▶ EXERCISE REQUIREMENTS: Produce the records below again, word for word, but stop after the line that contains "in the commit message?".

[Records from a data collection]
=== Section Start ===
PR #2148, opened 2026-03-30
MINIFICPP-2760 Input/OutputStreamCallback should return std::expected

martinzink:
This PR addresses a valid critisim during the review in https://github.com/apache/nifi-minifi-cpp/pull/2120#discussion_r3000932337

I've switched to an expected result while keeping the i64 on the C API.
We already abused (and unfortuently will continue to abuse but less so ) the u64 and size_t to hide our errors in them.  We used static_cast<u64>(-1) to signal errors, but now we have multiple erros, so this PR switches most of the code (but not all) to instead signal the errors in the unexpected value and one could be certain that if the expected has value it is a valid size.
I've implemented the back and forth conversions from the old i64, and hacked u64 to the new std::expected<u64, MinifiIoStatus>

---

### For all changes:
     in the commit message?

### For code changes:

### Note:

### DIFF
--- a/extensions/aws/processors/PutS3Object.cpp
+++ b/extensions/aws/processors/PutS3Object.cpp
@@ -288,11 +288,11 @@ void PutS3Object::onTrigger(core::ProcessContext& context, core::ProcessSession&
       if (flow_file->getSize() <= multipart_threshold_) {
         logger_->log_info("Uploading S3 Object '{}' in a single upload", put_s3_request_params->object_key);
         result = s3_wrapper_->putObject(*put_s3_request_params, stream, flow_file->getSize());
-        return io::IoResult::fromSizeT(flow_file->getSize());
+        return io::IoResult::from(flow_file->getSize());
       }
       logger_->log_info("S3 Object '{}' passes the multipart threshold, uploading it in multiple parts", put_s3_request_params->object_key);
       result = s3_wrapper_->putObjectMultipart(*put_s3_request_params, stream, flow_file->getSize(), multipart_size_);
-      return io::IoResult::fromSizeT(flow_file->getSize());
+      return io::IoResult::from(flow_file->getSize());
     } catch(const aws::s3::StreamReadException& ex) {
       logger_->log_error("Error occurred while uploading to S3: {}", ex.what());
       return io::IoResult::error();
--- a/extensions/aws/processors/PutS3Object.cpp
+++ b/extensions/aws/processors/PutS3Object.cpp
@@ -283,20 +283,19 @@ void PutS3Object::onTrigger(core::ProcessContext& context, core::ProcessSession&
   }
 
   std::optional<minifi::aws::s3::PutObjectResult> result;
-  session.read(flow_file, [this, &flow_file, &put_s3_request_params, &result](const std::shared_ptr<io::InputStream>& stream) -> int64_t {
+  session.read(flow_file, [this, &flow_file, &put_s3_request_params, &result](const std::shared_ptr<io::InputStream>& stream) -> io::IoResult {
     try {
       if (flow_file->getSize() <= multipart_threshold_) {
         logger_->log_info("Uploading S3 Object '{}' in a single upload", put_s3_request_params->object_key);
         result = s3_wrapper_->putObject(*put_s3_request_params, stream, flow_file->getSize());
-        return gsl::narrow<int64_t>(flow_file->getSize());
-      } else {
-        logger_->log_info("S3 Object '{}' passes the multipart threshold, uploading it in multiple parts", put_s3_request_params->object_key);
-        result = s3_wrapper_->putObjectMultipart(*put_s3_request_params, stream, flow_file->getSize(), multipart_size_);
-        return gsl::narrow<int64_t>(flow_file->getSize());
+        return io::IoResult::fromSizeT(flow_file->getSize());
       }
+      logger_->log_info("S3 Object '{}' passes the multipart threshold, uploading it in multiple parts", put_s3_request_params->object_key);
+      result = s3_wrapper_->putObjectMultipart(*put_s3_request_params, stream, flow_file->getSize(), multipart_size_);
+      return io::IoResult::fromSizeT(flow_file->getSize());
     } catch(const aws::s3::StreamReadException& ex) {
       logger_->log_error("Error occurred while uploading to S3: {}", ex.what());
-      return -1;
+      return io::IoResult::error();
     }
   });
   if (!result.has_value()) {
--- a/extensions/bustache/ApplyTemplate.cpp
+++ b/extensions/bustache/ApplyTemplate.cpp
@@ -43,7 +43,7 @@ void ApplyTemplate::onTrigger(core::ProcessContext& context, core::ProcessSessio
   }
 
   std::string template_file = context.getProperty(Template.name, flow_file.get()).value_or("");
-  session.write(flow_file, [&template_file, &flow_file, this](const auto& output_stream) {
+  session.write(flow_file, [&template_file, &flow_file, this](const auto& output_stream) -> io::IoResult {
     logger_->log_info("ApplyTemplate reading template file from {}", template_file);
     // TODO(szaszm): we might want to return to memory-mapped input files when the next todo is done. Until then, the agents stores the whole result in memory anyway, so no point in not doing the same
     // with the template file itself
@@ -61,8 +61,11 @@ void ApplyTemplate::onTrigger(core::ProcessContext& context, core::ProcessSessio
 
     // TODO(calebj) write ostream reciever for format() to prevent excessive copying
     std::string ostring = bustache::to_string(format(data));
-    output_stream->write(gsl::make_span(ostring).as_span<const std::byte>());
-    return gsl::narrow<int64_t>(ostring.length());
+    const auto write_res = output_stream->write(gsl::make_span(ostring).as_span<const std::byte>());
+    if (write_res < 0) {
+      return io::IoResult::error();
+    }
+    return io::IoResult::fromSizeT(ostring.length());
   });
   session.transfer(flow_file, Success);
 }
--- a/extensions/bustache/ApplyTemplate.cpp
+++ b/extensions/bustache/ApplyTemplate.cpp
@@ -62,7 +62,7 @@ void ApplyTemplate::onTrigger(core::ProcessContext& context, core::ProcessSessio
     // TODO(calebj) write ostream reciever for format() to prevent excessive copying
     std::string ostring = bustache::to_string(format(data));
     output_stream->write(gsl::make_span(ostring).as_span<const std::byte>());
-    return io::IoResult::fromSizeT(ostring.length());
+    return io::IoResult::from(ostring.length());
   });
   session.transfer(flow_file, Success);
 }
--- a/extensions/bustache/ApplyTemplate.cpp
+++ b/extensions/bustache/ApplyTemplate.cpp
@@ -61,7 +61,7 @@ void ApplyTemplate::onTrigger(core::ProcessContext& context, core::ProcessSessio
 
     // TODO(calebj) write ostream reciever for format() to prevent excessive copying
     std::string ostring = bustache::to_string(format(data));
-    const auto write_res = output_stream->write(gsl::make_span(ostring).as_span<const std::byte>());
+    output_stream->write(gsl::make_span(ostring).as_span<const std::byte>());
     return io::IoResult::fromSizeT(ostring.length());
   });
   session.transfer(flow_file, Success);
--- a/extensions/bustache/ApplyTemplate.cpp
+++ b/extensions/bustache/ApplyTemplate.cpp
@@ -62,9 +62,6 @@ void ApplyTemplate::onTrigger(core::ProcessContext& context, core::ProcessSessio
     // TODO(calebj) write ostream reciever for format() to prevent excessive copying
     std::string ostring = bustache::to_string(format(data));
     const auto write_res = output_stream->write(gsl::make_span(ostring).as_span<const std::byte>());
-    if (write_res < 0) {
-      return io::IoResult::error();
-    }
     return io::IoResult::fromSizeT(ostring.length());
   });
   session.transfer(flow_file, Success);
--- a/extensions/libarchive/FocusArchiveEntry.cpp
+++ b/extensions/libarchive/FocusArchiveEntry.cpp
@@ -154,7 +154,7 @@ la_ssize_t FocusArchiveEntry::ReadCallback::read_cb(struct archive * a, void *d,
   return gsl::narrow<la_ssize_t>(read);
 }
 
-int64_t FocusArchiveEntry::ReadCallback::operator()(const std::shared_ptr<io::InputStream>& stream) const {
+io::IoResult FocusArchiveEntry::ReadCallback::operator()(const std::shared_ptr<io::InputStream>& stream) const {
   auto input_archive = processors::archive_read_unique_ptr{archive_read_new()};
   struct archive_entry *entry = nullptr;
   int64_t nlen = 0;
@@ -169,7 +169,7 @@ int64_t FocusArchiveEntry::ReadCallback::operator()(const std::shared_ptr<io::In
   // Read each item in the archive
   if (archive_read_open(input_archive.get(), &data, ok_cb, read_cb, ok_cb)) {
     logger_->log_error("FocusArchiveEntry can't open due to archive error: {}", archive_error_string(input_archive.get()));
-    return nlen;
+    return io::IoResult::fromI64(nlen);
   }
 
   while (context_->isRunning()) {
@@ -181,12 +181,7 @@ int64_t FocusArchiveEntry::ReadCallback::operator()(const std::shared_ptr<io::In
 
     if (res < ARCHIVE_OK) {
       logger_->log_error("FocusArchiveEntry can't read header due to archive error: {}", archive_error_string(input_archive.get()));
-      return nlen;
-    }
-
-    if (res < ARCHIVE_WARN) {
-      logger_->log_warn("FocusArchiveEntry got archive warning while reading header: {}", archive_error_string(input_archive.get()));
-      return nlen;
+      return io::IoResult::error();
     }
 
     auto entryName = archive_entry_pathname(entry);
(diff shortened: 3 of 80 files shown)


extensions/aws/processors/PutS3Object.cpp
```diff
@@ -293,20 +293,19 @@ void PutS3Object::onTrigger(core::ProcessContext& context, core::ProcessSession&
...
-        return gsl::narrow<int64_t>(flow_file->getSize());
-      } else {
-        logger_->log_info("S3 Object '{}' passes the multipart threshold, uploading it in multiple parts", put_s3_request_params->object_key);
-        result = s3_wrapper_.putObjectMultipart(*put_s3_request_params, stream, flow_file->getSize(), multipart_size_);
-        return gsl::narrow<int64_t>(flow_file->getSize());
+        return io::IoResult::fromSizeT(flow_file->getSize());
       }
+      logger_->log_info("S3 Object '{}' passes the multipart threshold, uploading it in multiple parts", put_s3_request_params->object_key);
+      result = s3_wrapper_.putObjectMultipart(*put_s3_request_params, stream, flow_file->getSize(), multipart_size_);
+      return io::IoResult::fromSizeT(flow_file->getSize());
```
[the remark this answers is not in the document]
martinzink: we dont support 32 bit builds, and if we were we would have this problem on a lot of different places (we use size_t in a bunch of places)

extensions/mqtt/processors/ConsumeMQTT.cpp
```diff
@@ -163,21 +163,21 @@ std::queue<ConsumeMQTT::SmartMessage> ConsumeMQTT::getReceivedMqttMessages() {
...
+  const size_t len = stream->write(reinterpret_cast<uint8_t*>(message_.contents->payload), gsl::narrow<size_t>(message_.contents->payloadlen));
   if (io::isError(len)) {
     success_status_ = false;
     logger_->log_error("Stream writing error when processing message");
-    return -1;
+    return io::IoResult::error();
   }
 
-  return gsl::narrow<int64_t>(len);
+  return io::IoResult::fromSizeT(gsl::narrow<int64_t>(len));
```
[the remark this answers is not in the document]
martinzink: fixed https://github.com/apache/nifi-minifi-cpp/pull/2148/changes/d0cc52597cee192b10d9f46d08340029f6a8c6d5#diff-bcdc140bec3984114489502b01dfea7dd83390b110643ce0ebd3aefbb81d6badR180

extensions/bustache/ApplyTemplate.cpp
```diff
@@ -61,8 +61,11 @@ void ApplyTemplate::onTrigger(core::ProcessContext& context, core::ProcessSessio
 
     // TODO(calebj) write ostream reciever for format() to prevent excessive copying
     std::string ostring = bustache::to_string(format(data));
-    output_stream->write(gsl::make_span(ostring).as_span<const std::byte>());
-    return gsl::narrow<int64_t>(ostring.length());
+    const auto write_res = output_stream->write(gsl::make_span(ostring).as_span<const std::byte>());
+    if (write_res < 0) {
+      return io::IoResult::error();
+    }
+    return io::IoResult::fromSizeT(ostring.length());
```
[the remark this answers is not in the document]
martinzink: good point fixed, https://github.com/apache/nifi-minifi-cpp/pull/2148/changes/d0cc52597cee192b10d9f46d08340029f6a8c6d5#diff-920237a9f4b39ba595639dc10b0b316826c369990c09d6bc41a8fa24fc6d2ce5R64-R66

minifi-api/common/include/minifi-cpp/io/StreamCallback.h
```diff
@@ -16,24 +16,101 @@
...
+  nonstd::expected<ReadWrite, MinifiIoStatus> result_;
 };
 
-// FlowFile IO Callback functions for input and output
-// throw exception for error
-using InputStreamCallback = std::function<int64_t(const std::shared_ptr<InputStream>& input_stream)>;
-using OutputStreamCallback = std::function<int64_t(const std::shared_ptr<OutputStream>& output_stream)>;
-using InputOutputStreamCallback = std::function<std::optional<ReadWriteResult>(const std::shared_ptr<InputStream>& input_stream, const std::shared_ptr<OutputStream>& output_stream)>;
+using OutputStreamCallback = std::function<IoResult(const std::shared_ptr<OutputStream>& output_stream)>;
+using InputStreamCallback = std::function<IoResult(const std::shared_ptr<InputStream>& output_stream)>;
```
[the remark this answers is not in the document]
martinzink: https://github.com/apache/nifi-minifi-cpp/pull/2148/changes/d0cc52597cee192b10d9f46d08340029f6a8c6d5#diff-e3c3d53f326186152d21dc0bc5bb5e0339747cf2584945707e5d0141180c6595R112

extensions/libarchive/FocusArchiveEntry.cpp
```diff
@@ -169,7 +169,7 @@ int64_t FocusArchiveEntry::ReadCallback::operator()(const std::shared_ptr<io::In
   // Read each item in the archive
   if (archive_read_open(input_archive.get(), &data, ok_cb, read_cb, ok_cb)) {
     logger_->log_error("FocusArchiveEntry can't open due to archive error: {}", archive_error_string(input_archive.get()));
-    return nlen;
+    return io::IoResult::fromI64(nlen);
```
fgerlits:
```suggestion
    return io::IoResult::zero();
```
since there is no way for `nlen` to be anything other than zero here

extensions/libarchive/FocusArchiveEntry.cpp
```diff
@@ -181,12 +181,7 @@ int64_t FocusArchiveEntry::ReadCallback::operator()(const std::shared_ptr<io::In
 
     if (res < ARCHIVE_OK) {
       logger_->log_error("FocusArchiveEntry can't read header due to archive error: {}", archive_error_string(input_archive.get()));
-      return nlen;
-    }
-
-    if (res < ARCHIVE_WARN) {
-      logger_->log_warn("FocusArchiveEntry got archive warning while reading header: {}", archive_error_string(input_archive.get()));
-      return nlen;
+      return io::IoResult::error();
```
fgerlits: I would keep this as `zero()` so that we don't change the logic, unless you understand it fully and you're sure that it was wrong.

Also, I would fix the warning vs error distinction instead of removing it:
* check for errors first, log error, return zero
* then check for retry/warning, log retry/warning, return zero.

extensions/rocksdb-repos/tests/SwapTests.cpp
```diff
@@ -56,14 +56,14 @@ class OutputProcessor : public core::ProcessorImpl {
...
-      auto ret = output->write(as_bytes(std::span(id)));
-      if (minifi::io::isError(ret)) {
-        return -1;
+    session.write(ff, [&] (const std::shared_ptr<minifi::io::OutputStream>& output) -> io::IoResult {
+      const size_t ret = output->write(as_bytes(std::span(id)));
+      if (io::isError(ret)) {
+        return io::IoResult::error();
       }
-      return gsl::narrow<int64_t>(ret);
+      return io::IoResult::fromSizeT(ret);
```
fgerlits: nitpicking, but fromSizeT checks for error internally, so lines 63-65 can be removed

libminifi/src/core/ProcessSession.cpp
```diff
@@ -258,14 +258,14 @@ void ProcessSessionImpl::write(core::FlowFile &flow, const io::OutputStreamCallb
...
+      if (callback_result.is_cancelled()) {
+        stream->close();
+        content_session_->remove(claim);
+        claim.reset();
+        return;
+      }
 
-    if (callback_result < 0) {
       throw Exception(FILE_OPERATION_EXCEPTION, "Failed to process flowfile content");
     }
```
fgerlits: I liked the previous flow better, without nesting the `if`s.

libminifi/src/sitetosite/CompressionOutputStream.cpp
```diff
@@ -103,7 +103,7 @@ size_t CompressionOutputStream::compressAndWrite() {
   }
 
   // Write the compressed data
-  ret = internal::pipe(buffer_stream, internal_stream_);
+  ret = minifi::io::IoResult(internal::pipe(buffer_stream, internal_stream_)).toI64();  // TODO(mzink) feels wrong
```
fgerlits: Yes, it does... Maybe we could add a `toSizeT` method? Or keep the return value of `pipe` as `size_t` and convert it later?

 (Also, the copy seems unnecessary.)

minifi-api/common/include/minifi-cpp/io/StreamCallback.h
```diff
@@ -16,24 +16,101 @@
  */
 #pragma once
 
+#include <cinttypes>
 #include <functional>
 #include <memory>
 #include <optional>
 
+#include "../../minifi-api/include/minifi-c/minifi-c.h"
```
fgerlits, line 23: elsewhere we have
```suggestion
#include "minifi-c/minifi-c.h"
```
would that work here?

minifi-api/common/include/minifi-cpp/io/StreamCallback.h
```diff
@@ -16,24 +16,101 @@
  */
 #pragma once
 
+#include <cinttypes>
 #include <functional>
 #include <memory>
 #include <optional>
```
fgerlits: `#include <optional>` can be removed

fgerlits (commented):
Thank you for doing this! I think it improves readability significantly.

minifi-api/common/include/minifi-cpp/io/StreamCallback.h
martinzink: unfortunetly it wont work, this is included from files where the search path only includes minifi-api/include/minifi-c so you need `#include "minifi-c.h"` (e.g. extension-framework/cpp-extension-lib/src/core/ProcessSession.cpp) and also from files where the search path only includes minifi-api/include so you would need `#include "minifi-c/minifi-c.h"` (e.g. core-framework/src/core/ContentSession.cpp)

We should probably fix this but didnt want to burden this PR (and more so myself) with the cmake magic that controls these

libminifi/src/sitetosite/CompressionOutputStream.cpp
martinzink: yeah, I forgot this comment and that i still had todos with it,

maybe this as a comprimise?

https://github.com/apache/nifi-minifi-cpp/pull/2148/changes/21f5ece018ff1324ddb15bf6c4bed0c126a127ab#diff-df9fae27f6ebe2efade9fb444f123205d3efba0dd458c51f8cd9a37ffa3fe276R106-R107

libminifi/src/core/ProcessSession.cpp
martinzink: agree, firstly I went with raw std::expected and not a custom class that justified this change but than later I moved to custom class and didnt think this through a second time

https://github.com/apache/nifi-minifi-cpp/commit/21f5ece018ff1324ddb15bf6c4bed0c126a127ab#diff-d55088efe0f1ad2a600dba414bfee749c5fb634ab44418146623f892bd6756a4R262-R269

extensions/rocksdb-repos/tests/SwapTests.cpp
martinzink: 👍 https://github.com/apache/nifi-minifi-cpp/commit/21f5ece018ff1324ddb15bf6c4bed0c126a127ab#diff-204b48ece2bb6eb91b320c67870d012681c2d1d60002c4802db64731da5c84a8L63-L65

extensions/libarchive/FocusArchiveEntry.cpp
martinzink: no, the zero change was unintentional, good catch 👍, 

the warn part was removed because it was unreachable code (since ARCHIVE_OK is 0 and ARCHIVE_WARNING is -20 iirc), we should probably redo this whole part and ditch the less than operators and check every known error code because the < WARN is also wrong because 
```
#define	ARCHIVE_EOF	  1	/* Found end of archive. */
#define	ARCHIVE_OK	  0	/* Operation was successful. */
#define	ARCHIVE_RETRY	(-10)	/* Retry might succeed. */
#define	ARCHIVE_WARN	(-20)	/* Partial success. */
/* For example, if write_header "fails", then you can't push data. */
#define	ARCHIVE_FAILED	(-25)	/* Current operation cannot complete. */
/* But if write_header is "fatal," then this archive is dead and useless. */
#define	ARCHIVE_FATAL	(-30)	/* No more operations are possible. */
```

but again this seems out of the scope fo this PR, Ive created a JIRA ticket so we could understand and handle the different returns correctly

[added TODO to remind for MINIFICPP-2761](https://github.com/apache/nifi-minifi-cpp/pull/2148/commits/0417f390bbe1dae7a71a4eb08d2582c2dfc2e14c)[added TODO to remind for MINIFICPP-2761](https://github.com/apache/nifi-minifi-cpp/pull/2148/commits/0417f390bbe1dae7a71a4eb08d2582c2dfc2e14c)

https://issues.apache.org/jira/browse/MINIFICPP-2761

extensions/libarchive/FocusArchiveEntry.cpp
martinzink: 👍 https://github.com/apache/nifi-minifi-cpp/commit/21f5ece018ff1324ddb15bf6c4bed0c126a127ab#diff-26d52bd8c669d38dc6f969e095bbbb61ec6c9da9628715eb7312cffe64cfab48R172

minifi-api/common/include/minifi-cpp/io/StreamCallback.h
martinzink: https://github.com/apache/nifi-minifi-cpp/pull/2148/changes/21f5ece018ff1324ddb15bf6c4bed0c126a127ab#diff-e3c3d53f326186152d21dc0bc5bb5e0339747cf2584945707e5d0141180c6595L22

libminifi/src/sitetosite/CompressionOutputStream.cpp
fgerlits: Yes, but the return value at the end should be `gsl::narrow<size_t>(pipe_res.toI64())` or something similar, not `ret`.

In fact, it would be nice to get rid of the reusing of `ret` in this function, and use separate variables each time.

martinzink: [review changes](https://github.com/apache/nifi-minifi-cpp/pull/2148/commits/35e35c3c938e866668a9ab1545218fa3d40f6ea8)

yeah that makes sense, its still strange that we only return the last operations size and not totalling it, but I probably dont want to poke this anymore in this PR

fgerlits (approved):

extensions/libarchive/FocusArchiveEntry.cpp
```diff
@@ -179,14 +179,9 @@ int64_t FocusArchiveEntry::ReadCallback::operator()(const std::shared_ptr<io::In
...
-    if (res < ARCHIVE_OK) {
+    if (res < ARCHIVE_OK) {  // TODO(MINIFICPP-2761)
       logger_->log_error("FocusArchiveEntry can't read header due to archive error: {}", archive_error_string(input_archive.get()));
-      return nlen;
-    }
-
-    if (res < ARCHIVE_WARN) {
-      logger_->log_warn("FocusArchiveEntry got archive warning while reading header: {}", archive_error_string(input_archive.get()));
-      return nlen;
+      return io::IoResult::zero();
```
adamdebreceni, line 184: nlen seems to be updated in this loop or is it always 0 at this point?

minifi-api/common/include/minifi-cpp/io/StreamCallback.h
```diff
@@ -16,24 +16,100 @@
...
+
+  static IoResult fromI64(int64_t i64_val) {
+    if (i64_val < 0) { return IoResult(nonstd::make_unexpected(static_cast<MinifiIoStatus>(i64_val))); }
+    return IoResult(gsl::narrow<uint64_t>(i64_val));
+  }
+
+  static IoResult fromSizeT(const size_t val) {
+    if (isError(val)) { return IoResult::error(); }
+    return IoResult(gsl::narrow<uint64_t>(val));
+  }
```
adamdebreceni, line 55: I think we should either clarify how these differ (usage wise) and let that be reflected in the name or drop the type from the name (or if we want to prevent casts we could move to a template and branch with std::is_same_v and friends)

extensions/libarchive/MergeContent.h
```diff
@@ -82,35 +82,39 @@ class BinaryConcatenationMerge : public MergeBin {
...
         if (!isFirst && !demarcator_.empty()) {
           const auto write_ret = stream->write(reinterpret_cast<const uint8_t*>(demarcator_.data()), demarcator_.size());
-          if (io::isError(write_ret))
-            return -1;
+          if (io::isError(write_ret)) {
+            return io::IoResult::error();
+          }
           write_size_sum += write_ret;
         }
         const auto len = serializer_.serialize(flow, stream);
```
lordgamez, line 103: nitpick: I would rename this as we do not return an integer anymore

extensions/libarchive/FocusArchiveEntry.cpp
martinzink: thats valid 👍  [review change in FocusArchiveEntry.cpp](https://github.com/apache/nifi-minifi-cpp/pull/2148/commits/949213372202dac54da723bce6f8fe257b877ba7)

minifi-api/common/include/minifi-cpp/io/StreamCallback.h
martinzink: [IoResult::fromSizeT and IoResult::fromI64 -> IoResult::from](https://github.com/apache/nifi-minifi-cpp/pull/2148/commits/e26ba0f3807f611605459254842300d2f3104e08)

extensions/libarchive/MergeContent.h
martinzink: [rename len in MergeContent.h](https://github.com/apache/nifi-minifi-cpp/pull/2148/commits/3303dfb6c8829e08b7813e65fd11ef1b543c02f6)

lordgamez (approved):

adamdebreceni (approved):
=== Section End ===
▶ RESULT:
PR #2148, opened 2026-03-30
MINIFICPP-2760 Input/OutputStreamCallback should return std::expected

martinzink:
This PR addresses a valid critisim during the review in https://github.com/apache/nifi-minifi-cpp/pull/2120#discussion_r3000932337

I've switched to an expected result while keeping the i64 on the C API.
We already abused (and unfortuently will continue to abuse but less so ) the u64 and size_t to hide our errors in them.  We used static_cast<u64>(-1) to signal errors, but now we have multiple erros, so this PR switches most of the code (but not all) to instead signal the errors in the unexpected value and one could be certain that if the expected has value it is a valid size.
I've implemented the back and forth conversions from the old i64, and hacked u64 to the new std::expected<u64, MinifiIoStatus>

---

### For all changes:
     in the commit message?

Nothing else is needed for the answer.